**TASK MATERIAL**
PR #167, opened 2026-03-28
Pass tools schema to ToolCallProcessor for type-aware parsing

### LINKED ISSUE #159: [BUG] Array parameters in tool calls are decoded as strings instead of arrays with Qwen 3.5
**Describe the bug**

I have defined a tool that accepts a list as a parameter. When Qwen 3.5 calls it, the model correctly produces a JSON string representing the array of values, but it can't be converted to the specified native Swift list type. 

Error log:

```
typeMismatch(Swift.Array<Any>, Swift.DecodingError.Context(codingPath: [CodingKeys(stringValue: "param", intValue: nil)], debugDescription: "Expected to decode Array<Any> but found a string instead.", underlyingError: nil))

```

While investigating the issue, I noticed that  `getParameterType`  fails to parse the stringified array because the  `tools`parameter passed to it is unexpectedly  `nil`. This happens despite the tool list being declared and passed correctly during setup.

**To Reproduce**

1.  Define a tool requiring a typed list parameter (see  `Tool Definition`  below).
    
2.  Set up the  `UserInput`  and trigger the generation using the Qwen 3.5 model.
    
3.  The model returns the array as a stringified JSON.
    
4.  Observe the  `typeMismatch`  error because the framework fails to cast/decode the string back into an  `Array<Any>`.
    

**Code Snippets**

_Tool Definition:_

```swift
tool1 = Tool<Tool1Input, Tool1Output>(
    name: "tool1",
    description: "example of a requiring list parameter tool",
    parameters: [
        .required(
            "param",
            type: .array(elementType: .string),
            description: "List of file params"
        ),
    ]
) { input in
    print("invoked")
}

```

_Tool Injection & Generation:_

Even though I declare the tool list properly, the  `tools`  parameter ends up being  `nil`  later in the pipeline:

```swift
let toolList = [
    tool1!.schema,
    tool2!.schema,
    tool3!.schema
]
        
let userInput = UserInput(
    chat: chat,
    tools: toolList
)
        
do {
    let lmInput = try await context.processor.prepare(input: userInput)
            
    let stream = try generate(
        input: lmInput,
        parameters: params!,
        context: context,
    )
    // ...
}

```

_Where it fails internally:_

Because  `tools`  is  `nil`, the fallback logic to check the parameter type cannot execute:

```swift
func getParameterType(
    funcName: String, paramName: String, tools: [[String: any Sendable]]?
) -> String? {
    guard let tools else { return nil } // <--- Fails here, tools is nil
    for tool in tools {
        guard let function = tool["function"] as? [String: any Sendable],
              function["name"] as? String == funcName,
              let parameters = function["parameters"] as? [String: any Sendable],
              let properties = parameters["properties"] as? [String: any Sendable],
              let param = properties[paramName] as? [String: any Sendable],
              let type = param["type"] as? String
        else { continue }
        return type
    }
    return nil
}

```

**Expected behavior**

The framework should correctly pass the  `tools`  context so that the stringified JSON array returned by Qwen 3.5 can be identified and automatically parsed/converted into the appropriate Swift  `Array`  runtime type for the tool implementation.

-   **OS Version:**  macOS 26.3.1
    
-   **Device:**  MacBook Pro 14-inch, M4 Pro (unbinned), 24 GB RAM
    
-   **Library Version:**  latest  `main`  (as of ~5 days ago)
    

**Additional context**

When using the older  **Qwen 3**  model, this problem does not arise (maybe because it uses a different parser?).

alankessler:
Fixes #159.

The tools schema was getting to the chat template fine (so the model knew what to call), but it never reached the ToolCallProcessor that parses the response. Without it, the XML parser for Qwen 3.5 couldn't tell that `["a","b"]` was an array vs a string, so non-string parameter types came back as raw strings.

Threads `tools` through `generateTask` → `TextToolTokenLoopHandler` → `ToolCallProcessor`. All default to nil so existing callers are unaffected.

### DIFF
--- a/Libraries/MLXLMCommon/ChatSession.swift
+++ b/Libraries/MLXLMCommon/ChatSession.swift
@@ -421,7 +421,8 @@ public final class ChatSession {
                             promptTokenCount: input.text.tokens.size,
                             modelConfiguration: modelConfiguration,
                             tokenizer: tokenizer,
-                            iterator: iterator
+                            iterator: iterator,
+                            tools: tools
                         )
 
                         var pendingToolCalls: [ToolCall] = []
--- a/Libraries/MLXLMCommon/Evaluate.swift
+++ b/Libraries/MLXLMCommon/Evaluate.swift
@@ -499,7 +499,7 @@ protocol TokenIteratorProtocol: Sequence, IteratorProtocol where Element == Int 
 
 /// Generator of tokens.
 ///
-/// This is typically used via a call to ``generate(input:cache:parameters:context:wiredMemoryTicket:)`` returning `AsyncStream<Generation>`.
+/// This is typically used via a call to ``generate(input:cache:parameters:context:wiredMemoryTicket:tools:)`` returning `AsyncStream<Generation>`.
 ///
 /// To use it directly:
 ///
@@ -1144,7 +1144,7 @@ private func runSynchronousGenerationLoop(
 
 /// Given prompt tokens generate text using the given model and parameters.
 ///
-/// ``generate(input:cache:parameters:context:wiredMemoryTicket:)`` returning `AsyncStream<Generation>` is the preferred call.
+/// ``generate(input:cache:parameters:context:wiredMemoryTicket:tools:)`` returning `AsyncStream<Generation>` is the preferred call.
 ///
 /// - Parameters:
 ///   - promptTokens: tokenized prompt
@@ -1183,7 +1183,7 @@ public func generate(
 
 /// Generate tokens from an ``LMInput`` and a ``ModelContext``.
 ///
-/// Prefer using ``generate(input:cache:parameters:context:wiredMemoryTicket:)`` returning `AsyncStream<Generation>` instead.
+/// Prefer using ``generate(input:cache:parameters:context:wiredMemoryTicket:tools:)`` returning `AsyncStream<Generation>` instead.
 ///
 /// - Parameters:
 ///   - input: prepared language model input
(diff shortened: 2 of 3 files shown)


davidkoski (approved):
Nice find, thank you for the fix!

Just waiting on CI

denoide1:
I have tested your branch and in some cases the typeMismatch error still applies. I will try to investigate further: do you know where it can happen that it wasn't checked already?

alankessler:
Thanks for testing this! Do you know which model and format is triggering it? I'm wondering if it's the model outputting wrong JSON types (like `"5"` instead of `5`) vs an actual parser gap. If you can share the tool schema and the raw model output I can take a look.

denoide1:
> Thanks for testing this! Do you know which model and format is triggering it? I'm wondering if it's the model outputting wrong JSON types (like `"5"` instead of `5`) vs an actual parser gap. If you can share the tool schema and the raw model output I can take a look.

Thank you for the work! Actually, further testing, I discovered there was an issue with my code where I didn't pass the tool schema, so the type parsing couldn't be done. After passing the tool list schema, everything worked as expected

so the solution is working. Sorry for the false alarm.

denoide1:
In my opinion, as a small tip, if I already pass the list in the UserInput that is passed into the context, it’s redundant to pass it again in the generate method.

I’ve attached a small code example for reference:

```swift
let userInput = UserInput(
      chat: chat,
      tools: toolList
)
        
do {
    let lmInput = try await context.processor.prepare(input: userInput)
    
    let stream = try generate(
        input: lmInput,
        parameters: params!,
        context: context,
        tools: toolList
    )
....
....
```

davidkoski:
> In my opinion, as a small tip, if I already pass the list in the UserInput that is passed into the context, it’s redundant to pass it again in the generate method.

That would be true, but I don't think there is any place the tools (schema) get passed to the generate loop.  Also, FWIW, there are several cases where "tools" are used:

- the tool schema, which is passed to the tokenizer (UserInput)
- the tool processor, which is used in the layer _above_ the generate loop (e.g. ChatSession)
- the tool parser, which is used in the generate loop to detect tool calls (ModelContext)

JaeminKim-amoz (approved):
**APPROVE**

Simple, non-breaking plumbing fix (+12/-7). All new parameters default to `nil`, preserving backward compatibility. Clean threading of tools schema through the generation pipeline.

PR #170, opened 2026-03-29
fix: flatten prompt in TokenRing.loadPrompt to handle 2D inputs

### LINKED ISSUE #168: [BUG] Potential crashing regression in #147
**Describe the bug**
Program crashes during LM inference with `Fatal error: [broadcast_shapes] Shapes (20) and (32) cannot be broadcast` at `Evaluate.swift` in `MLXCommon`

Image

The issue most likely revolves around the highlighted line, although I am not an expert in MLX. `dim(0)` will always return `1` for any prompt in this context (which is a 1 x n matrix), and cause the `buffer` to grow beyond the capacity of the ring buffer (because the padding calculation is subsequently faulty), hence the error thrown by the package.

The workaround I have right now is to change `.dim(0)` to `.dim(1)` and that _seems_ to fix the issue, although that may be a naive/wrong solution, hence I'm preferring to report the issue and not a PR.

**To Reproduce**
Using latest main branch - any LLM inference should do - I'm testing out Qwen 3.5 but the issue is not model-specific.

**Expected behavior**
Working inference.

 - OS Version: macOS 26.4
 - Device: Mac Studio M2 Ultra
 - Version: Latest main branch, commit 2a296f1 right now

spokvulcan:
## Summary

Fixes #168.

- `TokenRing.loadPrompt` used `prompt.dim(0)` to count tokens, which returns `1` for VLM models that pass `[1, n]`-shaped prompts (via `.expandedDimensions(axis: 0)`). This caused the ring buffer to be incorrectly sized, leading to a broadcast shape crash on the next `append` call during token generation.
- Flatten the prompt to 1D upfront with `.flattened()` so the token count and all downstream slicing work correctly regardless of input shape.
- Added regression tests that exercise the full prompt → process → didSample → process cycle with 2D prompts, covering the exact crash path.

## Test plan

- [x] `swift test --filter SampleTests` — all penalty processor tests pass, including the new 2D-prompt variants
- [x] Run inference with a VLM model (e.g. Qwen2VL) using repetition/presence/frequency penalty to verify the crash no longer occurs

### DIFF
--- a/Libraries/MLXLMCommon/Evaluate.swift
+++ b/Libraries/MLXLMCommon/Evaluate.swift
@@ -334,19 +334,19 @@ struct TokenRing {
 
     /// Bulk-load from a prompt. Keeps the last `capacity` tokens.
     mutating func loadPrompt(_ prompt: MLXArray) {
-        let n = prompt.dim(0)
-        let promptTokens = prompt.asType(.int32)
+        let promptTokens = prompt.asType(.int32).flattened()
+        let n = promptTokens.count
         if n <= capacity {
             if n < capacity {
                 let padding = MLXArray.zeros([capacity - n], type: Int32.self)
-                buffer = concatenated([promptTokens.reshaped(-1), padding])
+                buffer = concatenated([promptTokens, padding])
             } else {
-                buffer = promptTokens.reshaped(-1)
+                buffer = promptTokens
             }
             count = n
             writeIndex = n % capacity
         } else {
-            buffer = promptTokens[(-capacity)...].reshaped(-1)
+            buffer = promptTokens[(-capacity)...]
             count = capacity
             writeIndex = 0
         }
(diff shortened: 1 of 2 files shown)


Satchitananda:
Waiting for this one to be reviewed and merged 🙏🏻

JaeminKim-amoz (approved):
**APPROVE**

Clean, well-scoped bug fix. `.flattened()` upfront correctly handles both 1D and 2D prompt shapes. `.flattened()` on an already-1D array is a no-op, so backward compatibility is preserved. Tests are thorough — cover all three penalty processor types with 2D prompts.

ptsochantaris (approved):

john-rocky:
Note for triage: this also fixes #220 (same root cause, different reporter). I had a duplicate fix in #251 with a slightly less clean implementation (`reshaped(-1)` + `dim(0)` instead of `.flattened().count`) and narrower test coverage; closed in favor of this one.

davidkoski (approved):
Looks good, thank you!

==

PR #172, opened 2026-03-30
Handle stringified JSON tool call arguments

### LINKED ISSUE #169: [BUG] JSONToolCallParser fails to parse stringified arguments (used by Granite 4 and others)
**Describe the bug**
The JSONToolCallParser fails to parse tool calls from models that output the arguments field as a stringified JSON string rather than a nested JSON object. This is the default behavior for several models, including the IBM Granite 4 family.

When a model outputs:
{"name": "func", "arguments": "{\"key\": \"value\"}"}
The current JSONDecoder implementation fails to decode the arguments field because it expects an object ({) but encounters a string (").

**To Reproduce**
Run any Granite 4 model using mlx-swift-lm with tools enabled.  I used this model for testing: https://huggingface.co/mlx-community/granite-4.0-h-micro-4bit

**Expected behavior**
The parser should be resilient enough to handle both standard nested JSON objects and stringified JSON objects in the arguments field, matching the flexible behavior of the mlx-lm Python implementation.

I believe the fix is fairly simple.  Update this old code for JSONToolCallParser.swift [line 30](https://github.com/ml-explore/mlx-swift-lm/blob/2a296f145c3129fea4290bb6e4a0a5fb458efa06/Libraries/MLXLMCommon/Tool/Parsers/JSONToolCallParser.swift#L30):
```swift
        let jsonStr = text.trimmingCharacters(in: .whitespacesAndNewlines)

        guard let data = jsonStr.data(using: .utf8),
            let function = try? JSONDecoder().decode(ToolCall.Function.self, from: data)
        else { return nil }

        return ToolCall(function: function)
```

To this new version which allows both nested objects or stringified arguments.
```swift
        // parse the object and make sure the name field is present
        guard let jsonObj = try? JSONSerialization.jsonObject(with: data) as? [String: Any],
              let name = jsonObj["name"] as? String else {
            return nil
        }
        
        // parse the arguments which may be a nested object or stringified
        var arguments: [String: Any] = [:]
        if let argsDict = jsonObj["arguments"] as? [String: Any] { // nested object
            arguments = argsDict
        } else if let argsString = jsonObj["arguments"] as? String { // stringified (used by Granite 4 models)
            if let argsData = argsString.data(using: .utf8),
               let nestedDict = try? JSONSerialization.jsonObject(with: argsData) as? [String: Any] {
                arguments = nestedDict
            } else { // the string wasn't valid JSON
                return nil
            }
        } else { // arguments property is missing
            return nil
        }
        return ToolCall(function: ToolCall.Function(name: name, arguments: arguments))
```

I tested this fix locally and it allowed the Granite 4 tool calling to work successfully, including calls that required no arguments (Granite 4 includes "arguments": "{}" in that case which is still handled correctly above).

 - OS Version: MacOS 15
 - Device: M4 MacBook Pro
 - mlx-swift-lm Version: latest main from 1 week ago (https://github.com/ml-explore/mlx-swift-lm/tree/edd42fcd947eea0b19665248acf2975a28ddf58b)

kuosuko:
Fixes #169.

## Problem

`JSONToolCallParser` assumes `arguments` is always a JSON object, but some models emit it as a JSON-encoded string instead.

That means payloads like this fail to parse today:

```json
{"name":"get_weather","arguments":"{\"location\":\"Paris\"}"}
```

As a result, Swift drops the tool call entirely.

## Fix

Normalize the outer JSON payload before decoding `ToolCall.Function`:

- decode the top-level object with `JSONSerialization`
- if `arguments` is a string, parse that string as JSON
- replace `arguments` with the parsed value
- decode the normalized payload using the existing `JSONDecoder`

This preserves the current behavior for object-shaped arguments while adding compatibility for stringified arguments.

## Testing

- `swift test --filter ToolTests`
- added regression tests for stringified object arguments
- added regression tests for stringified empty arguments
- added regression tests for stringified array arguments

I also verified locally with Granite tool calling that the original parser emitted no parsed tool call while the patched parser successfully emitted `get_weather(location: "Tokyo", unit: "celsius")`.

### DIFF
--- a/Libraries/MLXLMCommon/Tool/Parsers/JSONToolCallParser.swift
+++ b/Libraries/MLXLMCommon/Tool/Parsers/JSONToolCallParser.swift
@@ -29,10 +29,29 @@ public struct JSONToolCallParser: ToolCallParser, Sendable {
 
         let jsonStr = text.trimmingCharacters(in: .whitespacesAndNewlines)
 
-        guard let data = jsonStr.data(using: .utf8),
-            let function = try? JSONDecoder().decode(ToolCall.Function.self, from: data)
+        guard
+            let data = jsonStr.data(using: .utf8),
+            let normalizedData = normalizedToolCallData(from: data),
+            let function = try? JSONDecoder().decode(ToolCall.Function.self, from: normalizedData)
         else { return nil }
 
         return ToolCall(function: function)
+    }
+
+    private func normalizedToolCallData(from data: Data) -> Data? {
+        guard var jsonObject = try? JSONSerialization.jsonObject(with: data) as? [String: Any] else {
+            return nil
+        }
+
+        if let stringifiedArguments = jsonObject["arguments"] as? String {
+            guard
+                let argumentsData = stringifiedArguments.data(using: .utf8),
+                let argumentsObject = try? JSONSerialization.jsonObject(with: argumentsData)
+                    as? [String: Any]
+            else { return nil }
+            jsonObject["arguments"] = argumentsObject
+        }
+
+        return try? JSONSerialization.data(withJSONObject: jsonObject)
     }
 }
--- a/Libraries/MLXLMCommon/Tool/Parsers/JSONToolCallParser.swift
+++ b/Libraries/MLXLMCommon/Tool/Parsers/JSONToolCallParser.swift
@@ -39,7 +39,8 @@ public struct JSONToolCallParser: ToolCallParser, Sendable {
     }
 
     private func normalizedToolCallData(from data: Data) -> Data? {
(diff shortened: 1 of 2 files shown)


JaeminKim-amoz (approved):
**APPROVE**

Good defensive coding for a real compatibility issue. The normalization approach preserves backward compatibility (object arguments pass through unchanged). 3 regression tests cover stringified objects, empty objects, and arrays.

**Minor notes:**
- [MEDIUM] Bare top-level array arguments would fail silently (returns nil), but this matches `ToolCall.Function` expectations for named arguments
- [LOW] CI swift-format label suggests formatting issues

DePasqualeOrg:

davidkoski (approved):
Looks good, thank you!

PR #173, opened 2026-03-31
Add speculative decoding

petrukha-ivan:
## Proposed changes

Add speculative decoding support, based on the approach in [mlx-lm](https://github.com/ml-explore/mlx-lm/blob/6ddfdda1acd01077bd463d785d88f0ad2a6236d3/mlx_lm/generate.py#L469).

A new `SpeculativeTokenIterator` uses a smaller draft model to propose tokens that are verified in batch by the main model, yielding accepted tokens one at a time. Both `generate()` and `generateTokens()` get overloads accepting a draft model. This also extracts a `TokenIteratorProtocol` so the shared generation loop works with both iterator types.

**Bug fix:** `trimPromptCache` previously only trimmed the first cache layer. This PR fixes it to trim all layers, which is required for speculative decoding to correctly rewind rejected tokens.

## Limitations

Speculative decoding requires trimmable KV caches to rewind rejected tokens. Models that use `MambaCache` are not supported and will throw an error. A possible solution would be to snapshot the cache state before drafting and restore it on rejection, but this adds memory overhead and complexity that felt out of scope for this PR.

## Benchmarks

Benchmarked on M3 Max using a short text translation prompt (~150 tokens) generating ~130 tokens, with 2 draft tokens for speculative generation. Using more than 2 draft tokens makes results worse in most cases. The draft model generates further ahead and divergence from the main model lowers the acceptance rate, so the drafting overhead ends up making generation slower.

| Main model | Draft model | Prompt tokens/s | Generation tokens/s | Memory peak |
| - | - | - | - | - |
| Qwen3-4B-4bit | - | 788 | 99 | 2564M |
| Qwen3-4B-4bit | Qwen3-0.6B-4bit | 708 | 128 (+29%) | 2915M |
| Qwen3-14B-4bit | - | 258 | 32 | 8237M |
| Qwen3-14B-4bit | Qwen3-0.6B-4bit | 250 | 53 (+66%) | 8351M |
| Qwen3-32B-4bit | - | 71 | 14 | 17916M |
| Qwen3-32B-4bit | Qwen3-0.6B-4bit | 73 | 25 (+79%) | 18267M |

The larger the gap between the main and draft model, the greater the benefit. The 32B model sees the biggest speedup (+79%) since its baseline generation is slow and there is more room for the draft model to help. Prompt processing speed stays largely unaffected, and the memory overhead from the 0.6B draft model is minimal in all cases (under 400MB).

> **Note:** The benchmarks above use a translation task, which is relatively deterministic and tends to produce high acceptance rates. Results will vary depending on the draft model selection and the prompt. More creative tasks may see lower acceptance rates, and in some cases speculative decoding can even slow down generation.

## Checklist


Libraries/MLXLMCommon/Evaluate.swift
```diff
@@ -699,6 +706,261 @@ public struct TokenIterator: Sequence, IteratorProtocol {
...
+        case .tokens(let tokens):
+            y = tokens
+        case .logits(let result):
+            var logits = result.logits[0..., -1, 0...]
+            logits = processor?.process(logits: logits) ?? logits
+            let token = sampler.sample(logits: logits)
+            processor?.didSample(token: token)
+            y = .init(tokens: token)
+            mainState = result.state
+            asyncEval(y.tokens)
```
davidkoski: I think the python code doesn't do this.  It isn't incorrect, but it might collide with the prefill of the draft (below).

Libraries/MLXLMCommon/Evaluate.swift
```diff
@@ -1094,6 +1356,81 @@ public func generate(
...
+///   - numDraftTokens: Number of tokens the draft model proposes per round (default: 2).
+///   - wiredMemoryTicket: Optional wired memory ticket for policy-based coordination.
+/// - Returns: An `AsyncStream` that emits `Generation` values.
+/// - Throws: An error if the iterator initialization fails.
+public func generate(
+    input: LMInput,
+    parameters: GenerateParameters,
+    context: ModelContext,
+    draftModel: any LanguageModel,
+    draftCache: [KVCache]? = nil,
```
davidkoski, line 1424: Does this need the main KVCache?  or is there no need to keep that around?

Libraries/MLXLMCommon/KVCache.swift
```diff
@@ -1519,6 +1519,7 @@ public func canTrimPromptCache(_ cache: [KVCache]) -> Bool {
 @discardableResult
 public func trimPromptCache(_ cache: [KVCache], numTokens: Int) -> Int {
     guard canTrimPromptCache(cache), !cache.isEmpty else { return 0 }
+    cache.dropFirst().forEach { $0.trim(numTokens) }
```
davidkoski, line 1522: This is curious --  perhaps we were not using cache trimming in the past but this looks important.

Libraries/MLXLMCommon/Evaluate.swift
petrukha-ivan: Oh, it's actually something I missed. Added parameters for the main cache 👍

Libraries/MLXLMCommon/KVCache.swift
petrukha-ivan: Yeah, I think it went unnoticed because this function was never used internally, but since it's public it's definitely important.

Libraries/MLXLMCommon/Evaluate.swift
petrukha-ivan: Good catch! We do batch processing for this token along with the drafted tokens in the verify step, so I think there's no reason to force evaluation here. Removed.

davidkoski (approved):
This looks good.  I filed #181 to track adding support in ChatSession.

**YOUR INSTRUCTIONS**
The entries above hold the needed span. Transcribe exactly the lines from the one with "JSON-encoded string instead." to the one with "the parsed value", both included.

**EXERCISE SOLUTION**
`JSONToolCallParser` assumes `arguments` is always a JSON object, but some models emit it as a JSON-encoded string instead.

That means payloads like this fail to parse today:

```json
{"name":"get_weather","arguments":"{\"location\":\"Paris\"}"}
```

As a result, Swift drops the tool call entirely.

## Fix

Normalize the outer JSON payload before decoding `ToolCall.Function`:

- decode the top-level object with `JSONSerialization`
- if `arguments` is a string, parse that string as JSON
- replace `arguments` with the parsed value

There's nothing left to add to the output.